Stored data
--- START ---
PR #4936, opened 2024-02-19
fix(wc): allow personal_sign for unsupported networks

kathaypacific:
### Description

Context https://valora-app.slack.com/archives/C04B61SJ6DS/p1708336430158639?thread_ts=1708021233.998389&cid=C04B61SJ6DS

### Test plan

Unit tests + the tofu nfts scenario in the linked slack thread works now.

### Related issues

n/a

### Backwards compatibility

Y

### Network scalability


src/walletConnect/request.ts
```diff
@@ -23,12 +24,28 @@ export function* handleRequest(
...
+    SupportedActions.personal_sign,
+  ]
+  if (!network && !chainAgnosticActions.includes(method as SupportedActions)) {
     throw new Error('unsupported network')
   }
 
-  const wallet: ViemWallet = yield* call(getViemWallet, networkConfig.viemChain[network])
+  const wallet: ViemWallet = yield* call(
+    getViemWallet,
+    networkConfig.viemChain[network ?? Network.Celo]
```
bakoushin, line 47: what if we resolve network from `networkConfig.defaultNetworkId`?

bakoushin (approved):
🚀 Awesome! Left one small nit about network hardcoding.

src/walletConnect/request.test.ts
```diff
@@ -120,24 +120,8 @@ describe(handleRequest, () => {
...
-  it('unlocks the wallet address when a MTW address is set', async () => {
-    const state = createMockStore({ web3: { account: '0xWALLET', mtwAddress: '0xMTW' } }).getState()
-    await expectSaga(handleRequest, signTransactionRequest, serializableTransactionRequest)
-      .provide([[call(getWallet), mockWallet]])
-      .withState(state)
-      .call(unlockAccount, '0xwallet')
-      .run()
-  })
-
-  it('unlocks the wallet address when a MTW address is NOT set', async () => {
```
kathaypacific, line 132: mtw stuff isn't needed anymore

src/walletConnect/request.test.ts
```diff
@@ -154,28 +138,33 @@ describe(handleRequest, () => {
...
       .run()
+
+    await expectSaga(handleRequest, { ...personalSignRequest, chainId: 'eip155:unsupported' })
+      .withState(state)
+      .call([viemWallet, 'signMessage'], { message: { raw: 'Some message' } })
+      .run()
   })
 
-  it('supports eth_signTypedData', async () => {
+  it('supports eth_signTypedData for supported chain', async () => {
```
bakoushin, line 153: nit: i'm a bit confused with teh logic of adding the "supported chain" mention.

i'm doubtful that it's worth to mentioning "supported chain" here, since we don't have the opposite test (throws for unsupported chain).

however, for `eth_signTransaction` and `eth_sendTransaction` we have both. i would expect to have "supported"/"unsupported" in their naming, rather than here.

PR #4939, opened 2024-02-20
chore: add ESLint plugin to VS Code recommendations list

bakoushin:
### Description

We have ESLint rules set up, but don't have ESLint plugin among recommendations. This PR aims to fix this.

### Test plan

NA

### Related issues

NA

### Backwards compatibility

NA

### Network scalability

NA


kathaypacific (approved):
✨

PR #4942, opened 2024-02-20
feat(cab): Use new verifiers with custom domains, update torus libs

jophish:
### Description

Kind of a two-birds-one-stone PR, both for [ACT-875](https://linear.app/valora/issue/ACT-875/use-a-custom-domain-with-auth0) and [ACT-876](https://linear.app/valora/issue/ACT-876/refactor-gettorusprivatekey-to-use-updated-torusweb3auth-dependencies). Basically the work that led to this PR progressed as follows:
* Updated Auth0 to use custom domains for prod/dev
* Tried to update our custom verifiers in web3auth dashboard to use new Auth0 domains
  * Our existing verifiers were nowhere to be found in the dashboard
  * Created new verifiers using the newest Sapphire main/devnets (as opposed to deprecated Cyan network, which our previous verifiers were on)
* Had trouble adapting our existing wallet code to integrate with the new verifiers
* Updated `@torus/*` libraries and referred to their docs for how to migrate, was able to connect to new verifiers
* Was able to go through backup + restore using custom Auth0 domains _and_ new verifiers on Alfajores.

This fulfills the requirements for both ACT-875 and ACT-876 AFAICT. I haven't yet tried to directly use the web3auth libs _instead_ of the torus libs; I'll give it a shot, but if it doesn't seem to work, the changes in this ticket should also suffice.

### Test plan

Manual tested.

### Related issues

- Fixes [ACT-875](https://linear.app/valora/issue/ACT-875/use-a-custom-domain-with-auth0) and [ACT-876](https://linear.app/valora/issue/ACT-876/refactor-gettorusprivatekey-to-use-updated-torusweb3auth-dependencies).

### Backwards compatibility

This is not backwards compatible, in the sense that someone who's backed up will not be able to restore, but this shouldn't matter since we haven't gone live with CAB yet.

### Network scalability


package.json
```diff
@@ -113,8 +113,9 @@
     "@sentry/react-native": "^4.15.2",
     "@sentry/types": "^7.101.0",
     "@th3rdwave/react-navigation-bottom-sheet": "^0.2.7",
-    "@toruslabs/fetch-node-details": "^8.1.1",
-    "@toruslabs/torus.js": "^6.4.1",
+    "@toruslabs/constants": "^13.1.0",
+    "@toruslabs/fetch-node-details": "^13.1.1",
+    "@toruslabs/torus.js": "^12.1.1",
```
jh2oman, line 118: 6 major versions! 🤯

jh2oman (commented):
Awesome! @jophish can you add test coverage for `src/keylessBackup/web3auth.ts` ? Then we could close out this TODO https://github.com/valora-inc/wallet/pull/4942/files#diff-85d748cd60f247c80e4683d73906b699e600482591a17a57dc39a382055ee038R9-R10

PR #116, opened 2022-10-25
Bump org.eclipse.cdt.core major version

jonahgraham:
Due to the removal of previous API done in:

- PR #103
- commit 4de9516e97d7a347b44a665532284416049d2ba8


core/org.eclipse.cdt.core/src/org/eclipse/cdt/core/build/CBuildConfiguration.java
```diff
@@ -518,15 +518,15 @@ public Process startBuildProcess(List<String> commands, IEnvironmentVariable[] e
...
+	 * @since 8.0
 	 */
 	protected int watchProcess(IConsole console, IProgressMonitor monitor) throws CoreException {
 		return launcher.waitAndRead(console.getInfoStream(), console.getErrorStream(), monitor);
 	}
 
 	/**
 	 * @return The exit code of the build process.
-	 * @since 7.5
+	 * @since 8.0
```
mbooth101, line 529: Is it right to change these since tags?

jonahgraham: AFAICT this new API hasn't actually been released yet, that is why it bumped.

mbooth101: Ah, fair enough :-)

Issue #117, opened 2022-10-25
Test stability umbrella bug


jonahgraham:
This is a list of known unstable tests since we moved to Java 17 + GitHub Actions.

If you have a failing test in your GitHub actions, please check it against this list. If the test looks unstable, add it to this list (or make a comment requesting a committer do that).

- [x] [MIBreakpointsTest.insertDprintfBreakpoint[gdbserver]](https://ci.eclipse.org/cdt/job/cdt/view/change-requests/job/PR-106-merge/lastCompletedBuild/testReport/org.eclipse.cdt.tests.dsf.gdb.tests/MIBreakpointsTest/insertDprintfBreakpoint_gdbserver_/) #115
- [x] [LanguageSettingsListenersTests.testNotification_globalProvider_SerializeEntries](https://ci.eclipse.org/cdt/job/cdt/job/main/60/testReport/junit/org.eclipse.cdt.core.language.settings.providers/LanguageSettingsListenersTests/testNotification_globalProvider_SerializeEntries/) #118
- [x] [ResourceLookupTests.testResourceDelta](https://ci.eclipse.org/cdt/job/cdt/job/main/60/testReport/junit/org.eclipse.cdt.core.internal.tests/ResourceLookupTests/testResourceDelta/) #120 
- [x] [GDBMultiNonStopRunControlTest.testSuspendProcessTwoThreadsRunning[gdbserver]](https://ci.eclipse.org/cdt/job/cdt/view/change-requests/job/PR-106-merge/lastCompletedBuild/testReport/org.eclipse.cdt.tests.dsf.gdb.tests.nonstop/GDBMultiNonStopRunControlTest/testSuspendProcessTwoThreadsRunning_gdbserver_/) #119 
- [x] [MIExpressionsNonStopTest.testLocalVariables[gdbserver]](https://ci.eclipse.org/cdt/job/cdt/view/change-requests/job/PR-106-merge/lastCompletedBuild/testReport/org.eclipse.cdt.tests.dsf.gdb.tests.nonstop/MIExpressionsNonStopTest/testLocalVariables_gdbserver_/) Haven't seen this fail in a while and have now lost the stack trace of the last fail
[...]

PR #127, opened 2022-10-29
Add ManagedBuildManager#createConfigurationForProject()

15knots:
This should allow ISV's to create MBS based project with a vendor-specific build-system ID without using internal API.

### DIFF
--- a/build/org.eclipse.cdt.managedbuilder.core/src/org/eclipse/cdt/managedbuilder/core/ManagedBuildManager.java
+++ b/build/org.eclipse.cdt.managedbuilder.core/src/org/eclipse/cdt/managedbuilder/core/ManagedBuildManager.java
@@ -153,14 +153,16 @@ import org.w3c.dom.NodeList;
 import org.w3c.dom.ProcessingInstruction;
 
 /**
- * This is the main entry point for getting at the build information
- * for the managed build system.
+ * This is the main entry point for getting at the build information for the
+ * managed build system.
  *
  * @noextend This class is not intended to be subclassed by clients.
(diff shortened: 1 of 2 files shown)


jonahgraham:
I added this unrelated test failure to #117 as:

- #128

jonahgraham (changes requested):
As this involves new public API that is useful for ISVs, please include a N&N entry in [CDT 11's N&N](https://github.com/eclipse-cdt/cdt/blob/main/NewAndNoteworthy/CDT-11.0.md)

---

Can you please update this to not have all the unrelated comment changes please. This change is >1500 lines of code change as it is now, causing GitHub not to render diff by default and it is not easy to spot what code changes have been made.

Initially when we formatted all the code we left comments as do not format. It looks like you are using some custom formatter settings (as opposed to the project settings) which causes formatting of unrelated code.

I am open to changing the CDT defaults to include comment formatting, but I want to handle that in a separate commit/PR please.

15knots:
Sorry for the noise. The formatting rules of CDT now give me 20 unrelated changes.
Any of them is a empty line in comment-out code. These lines now are formatted as '	 * '.
I hope that will be OK.

jonahgraham:
20 lines is fine for me, we can see those changes easily enough. Not sure why the files are having any changes though, but as JDT versions change the formatting sometimes changes even though settings aren't changed. If we are seeing a lot of this I can deal with it down the line.

15knots:
Ah, again this weird reformatting.
Ok installing the IDE again using OOMPH didn't the trick.
Guess I should abandon this and restart with a fresh clone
--- END ---
# [What this task involves]
For each line of the data that includes the word "getting", return a copy of it.

# [Reply]
- * This is the main entry point for getting at the build information
+ * This is the main entry point for getting at the build information for the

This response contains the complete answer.